Read the entries below and pull out each line with the string "xdumaine".

**Records for this task:**
▬▬▬

PR #149, opened 2021-06-15
[Proposal] Adopt semantic-release

smolster:
**Context**: https://lifeomic.slack.com/archives/CHMFL4PQT/p1623699680032800

## Motivation
I'd love to propose adopting [`semantic-release`](https://github.com/semantic-release/semantic-release#readme) to release this package declaratively. **This would eliminate the need for "version bump PRs", instead enforcing that all PRs have at least 1 commit with a message matching [the conventional commits spec](https://www.conventionalcommits.org/en/v1.0.0/#summary).**

**Prior Art**
We've adopted this strategy in most (if not all) package repos maintained by the SkillSpring team, to great effect. The changeset proposed here is exactly the same as those we've used to adopt this strategy in other packages ([example](https://github.com/lifeomic/connect-common-ui/pull/78)).

**How it Works**
There are two main pieces here:
- `release.config.js`, the local config for `semantic-release`. This config directs semantic-release to:
  - use the conventional commits spec
  -  publish a new npm version and GitHub release when it determines a new release should be made. It also comments on merged PRs, specifying which version the PR was released in ([example](https://github.com/lifeomic/connect-common-ui/pull/117#issuecomment-840556335)).
- `lifeomic-probot.yml`, [a `lifeomic-probot` configuration](https://github.com/lifeomic/probot#enforcesemanticcommits) that checks PRs to ensure they have at least one conventional commit. It leaves helpful messages when they do not, and also flags PRs with breaking changes.

### DIFF
--- a/package.json
+++ b/package.json
@@ -6,6 +6,9 @@
   "repository": "git@github.com:lifeomic/chroma-react.git",
   "author": "LifeOmic <oss@lifeomic.com>",
   "license": "MIT",
+  "publishConfig": {
+    "access": "public"
+  },
   "scripts": {
     "build": "run-p build:*",
     "build:esm": "tsc -p tsconfig.build.json -m es2015 --outDir ./dist/esm && cp -r ./src/assets/ ./dist/esm/assets",
@@ -56,6 +59,7 @@
     "@typescript-eslint/eslint-plugin": "^4.0.1",
     "@typescript-eslint/parser": "^4.0.1",
     "babel-loader": "^8.1.0",
+    "conventional-changelog-conventionalcommits": "^4.6.0",
     "eslint": "^7.8.0",
     "eslint-config-prettier": "^6.11.0",
     "eslint-plugin-jsx-a11y": "^6.3.1",
@@ -74,6 +78,7 @@
     "react-router-dom": "^5.1.2",
     "react-test-renderer": "^16.13.1",
     "reakit-test-utils": "^0.11.1",
+    "semantic-release": "^17.4.4",
     "storybook-readme": "^5.0.8",
     "tap-xunit": "^2.4.1",
     "ts-jest": "^25.4.0",
--- a/package.json
+++ b/package.json
@@ -1,6 +1,6 @@
 {
   "name": "@lifeomic/chroma-react",
-  "version": "0.5.4",
+  "version": "0.0.0",
   "description": "Chroma Design System",
   "sideEffects": false,
   "repository": "git@github.com:lifeomic/chroma-react.git",
--- a/package.json
+++ b/package.json
@@ -31,12 +31,14 @@
     }
   },
   "peerDependencies": {
+    "@lifeomic/chromicons": "^0.2.1",
     "react": "16",
     "react-dom": "16",
     "react-router-dom": ">=5.1.2"
   },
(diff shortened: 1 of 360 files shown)


package.json
```diff
@@ -6,6 +6,9 @@
   "repository": "git@github.com:lifeomic/chroma-react.git",
   "author": "LifeOmic <oss@lifeomic.com>",
   "license": "MIT",
+  "publishConfig": {
+    "access": "public"
+  },
```
smolster, line 11: This is the solution semantic-release recommends for handling the `--access public` arg we were passing to `npm publish` before.

[docs](https://semantic-release.gitbook.io/semantic-release/support/faq#how-can-i-set-the-access-level-of-the-published-npm-package)

.github/workflows/pr-branch-build.yml
```diff
@@ -19,3 +19,10 @@ jobs:
           yarn lint
           yarn test
           yarn build
+      - name: Dry Run Publish
+        env:
+          GITHUB_TOKEN: ${{ secrets.GITHUB_TOKEN }}
+          NPM_TOKEN: ${{secrets.LIFEOMIC_NPM_TOKEN}}
+        run: |
+          yarn build
+          npx semantic-release --dry-run
```
smolster, line 28: Using `--dry-run` here will cause it to log out the "expected" version bump. Pretty nifty.

package.json
```diff
@@ -1,11 +1,14 @@
 {
   "name": "@lifeomic/chroma-react",
-  "version": "0.5.4",
+  "version": "0.0.0",
```
smolster, line 3: Since this `version` entry is no longer a source of truth, we've taken the approach of setting it to `0.0.0` for clarity.

xdumaine (dismissed):
This'll be great for automatic versioning. Only question - does it handle pre-1.0.0 releases correctly? I.e., `breaking` does a minor change?

smolster:
> does it handle pre-1.0.0 releases correctly

Great question, just did some testing. It seems like the answer is no, so we'll want to use `feat` for breaking changes until we this project gets to 1.0.0.

ynotdraw (approved):
Thanks for doing this!  This is neat.  One thing that may be helpful before merging is letting the `#chroma` channel in Slack know as a heads up about the new process for commit messages + releases so there isn't any confusion.

I suppose there could also be a note either in the `README.md` or via a new `CONTRIBUTING.md`?

smolster:
> I suppose there could also be a note/documentation either in the README.md or via a new CONTRIBUTING.md?

Definitely. I've PR'd a runbook in the wiki. Once that merges, I'll update the documentation here to point there. (https://github.com/lifeomic/wiki/pull/235)

smolster:
Actually, I'll add more explicit documentation in this repo, and avoid linking to the wiki page, since this repo is public and the wiki is not.

ynotdraw:
> Actually, I'll add more explicit documentation in this repo, and avoid linking to the wiki page, since this repo is public and the wiki is not.

Awesome! I like your thinking! Thanks!

xdumaine (approved):

dexterca (approved):

HaleyWardo (approved):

▬▬▬

**Output below:**
xdumaine (dismissed):
xdumaine (approved):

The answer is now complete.